*Aim of the task*.
Exact copies of the lines from the line containing "Fixes https://github.com/dolthub/dolt/issues/5871" through the last line of the entries below are the whole answer.

*Records supplied*.
*** Begin section ***

PR #5943, opened 2023-05-11
Don't panic when in detached head state.

nicktobey:
Fixes https://github.com/dolthub/dolt/issues/5871

Many commands currently panic when in a detached head state, such as commit (https://github.com/dolthub/dolt/issues/5744), checkout (https://github.com/dolthub/dolt/issues/5839), and many others. This turns those panics into errors.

*** End section ***

*Written solution*.
Fixes https://github.com/dolthub/dolt/issues/5871

Many commands currently panic when in a detached head state, such as commit (https://github.com/dolthub/dolt/issues/5744), checkout (https://github.com/dolthub/dolt/issues/5839), and many others. This turns those panics into errors.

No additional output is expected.